» Work instruction
All of the data below should be output exactly as given.

*** Input records Section Begins ***

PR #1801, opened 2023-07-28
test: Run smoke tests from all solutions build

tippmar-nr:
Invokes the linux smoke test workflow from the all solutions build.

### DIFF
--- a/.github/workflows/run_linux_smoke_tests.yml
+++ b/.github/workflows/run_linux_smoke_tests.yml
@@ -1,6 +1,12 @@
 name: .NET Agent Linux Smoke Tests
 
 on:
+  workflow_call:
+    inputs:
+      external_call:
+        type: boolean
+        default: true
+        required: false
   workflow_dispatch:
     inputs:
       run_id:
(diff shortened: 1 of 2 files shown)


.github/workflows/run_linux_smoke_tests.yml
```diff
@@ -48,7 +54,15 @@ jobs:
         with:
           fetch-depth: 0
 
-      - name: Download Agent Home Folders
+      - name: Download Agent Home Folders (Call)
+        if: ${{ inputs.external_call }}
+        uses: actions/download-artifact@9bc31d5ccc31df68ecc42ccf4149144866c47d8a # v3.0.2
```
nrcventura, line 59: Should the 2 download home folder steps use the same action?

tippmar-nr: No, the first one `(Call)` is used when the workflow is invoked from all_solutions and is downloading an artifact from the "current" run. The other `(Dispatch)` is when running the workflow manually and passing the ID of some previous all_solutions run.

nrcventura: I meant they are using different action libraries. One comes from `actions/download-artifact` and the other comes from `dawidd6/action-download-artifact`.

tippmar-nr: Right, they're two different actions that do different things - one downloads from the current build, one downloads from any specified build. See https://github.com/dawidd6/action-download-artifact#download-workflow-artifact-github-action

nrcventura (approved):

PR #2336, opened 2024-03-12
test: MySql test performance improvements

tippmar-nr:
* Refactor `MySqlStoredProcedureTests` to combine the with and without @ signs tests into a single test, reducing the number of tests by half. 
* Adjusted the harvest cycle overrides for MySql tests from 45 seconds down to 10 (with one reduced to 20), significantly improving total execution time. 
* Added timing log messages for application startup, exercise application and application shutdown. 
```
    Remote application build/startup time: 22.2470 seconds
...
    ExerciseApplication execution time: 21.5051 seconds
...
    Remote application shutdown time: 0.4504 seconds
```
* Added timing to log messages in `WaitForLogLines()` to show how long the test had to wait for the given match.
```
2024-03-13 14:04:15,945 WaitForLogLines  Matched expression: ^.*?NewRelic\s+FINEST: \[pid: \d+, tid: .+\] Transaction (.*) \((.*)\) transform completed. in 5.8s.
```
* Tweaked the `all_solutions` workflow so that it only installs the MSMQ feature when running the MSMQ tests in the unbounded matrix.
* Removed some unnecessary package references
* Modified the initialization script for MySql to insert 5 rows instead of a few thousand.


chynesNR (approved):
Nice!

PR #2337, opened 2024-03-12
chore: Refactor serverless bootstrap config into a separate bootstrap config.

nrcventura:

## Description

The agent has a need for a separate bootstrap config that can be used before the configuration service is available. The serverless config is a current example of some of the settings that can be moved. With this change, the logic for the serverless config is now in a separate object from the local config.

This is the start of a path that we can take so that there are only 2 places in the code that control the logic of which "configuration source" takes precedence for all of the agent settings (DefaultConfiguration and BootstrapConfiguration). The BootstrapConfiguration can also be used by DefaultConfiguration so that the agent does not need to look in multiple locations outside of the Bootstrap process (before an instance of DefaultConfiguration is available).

*** Input records Section Ends ***

» Your solution
PR #1801, opened 2023-07-28
test: Run smoke tests from all solutions build

tippmar-nr:
Invokes the linux smoke test workflow from the all solutions build.

### DIFF
--- a/.github/workflows/run_linux_smoke_tests.yml
+++ b/.github/workflows/run_linux_smoke_tests.yml
@@ -1,6 +1,12 @@
 name: .NET Agent Linux Smoke Tests
 
 on:
+  workflow_call:
+    inputs:
+      external_call:
+        type: boolean
+        default: true
+        required: false
   workflow_dispatch:
     inputs:
       run_id:
(diff shortened: 1 of 2 files shown)


.github/workflows/run_linux_smoke_tests.yml
```diff
@@ -48,7 +54,15 @@ jobs:
         with:
           fetch-depth: 0
 
-      - name: Download Agent Home Folders
+      - name: Download Agent Home Folders (Call)
+        if: ${{ inputs.external_call }}
+        uses: actions/download-artifact@9bc31d5ccc31df68ecc42ccf4149144866c47d8a # v3.0.2
```
nrcventura, line 59: Should the 2 download home folder steps use the same action?

tippmar-nr: No, the first one `(Call)` is used when the workflow is invoked from all_solutions and is downloading an artifact from the "current" run. The other `(Dispatch)` is when running the workflow manually and passing the ID of some previous all_solutions run.

nrcventura: I meant they are using different action libraries. One comes from `actions/download-artifact` and the other comes from `dawidd6/action-download-artifact`.

tippmar-nr: Right, they're two different actions that do different things - one downloads from the current build, one downloads from any specified build. See https://github.com/dawidd6/action-download-artifact#download-workflow-artifact-github-action

nrcventura (approved):

PR #2336, opened 2024-03-12
test: MySql test performance improvements

tippmar-nr:
* Refactor `MySqlStoredProcedureTests` to combine the with and without @ signs tests into a single test, reducing the number of tests by half. 
* Adjusted the harvest cycle overrides for MySql tests from 45 seconds down to 10 (with one reduced to 20), significantly improving total execution time. 
* Added timing log messages for application startup, exercise application and application shutdown. 
```
    Remote application build/startup time: 22.2470 seconds
...
    ExerciseApplication execution time: 21.5051 seconds
...
    Remote application shutdown time: 0.4504 seconds
```
* Added timing to log messages in `WaitForLogLines()` to show how long the test had to wait for the given match.
```
2024-03-13 14:04:15,945 WaitForLogLines  Matched expression: ^.*?NewRelic\s+FINEST: \[pid: \d+, tid: .+\] Transaction (.*) \((.*)\) transform completed. in 5.8s.
```
* Tweaked the `all_solutions` workflow so that it only installs the MSMQ feature when running the MSMQ tests in the unbounded matrix.
* Removed some unnecessary package references
* Modified the initialization script for MySql to insert 5 rows instead of a few thousand.


chynesNR (approved):
Nice!

PR #2337, opened 2024-03-12
chore: Refactor serverless bootstrap config into a separate bootstrap config.

nrcventura:

## Description

The agent has a need for a separate bootstrap config that can be used before the configuration service is available. The serverless config is a current example of some of the settings that can be moved. With this change, the logic for the serverless config is now in a separate object from the local config.

This is the start of a path that we can take so that there are only 2 places in the code that control the logic of which "configuration source" takes precedence for all of the agent settings (DefaultConfiguration and BootstrapConfiguration). The BootstrapConfiguration can also be used by DefaultConfiguration so that the agent does not need to look in multiple locations outside of the Bootstrap process (before an instance of DefaultConfiguration is available).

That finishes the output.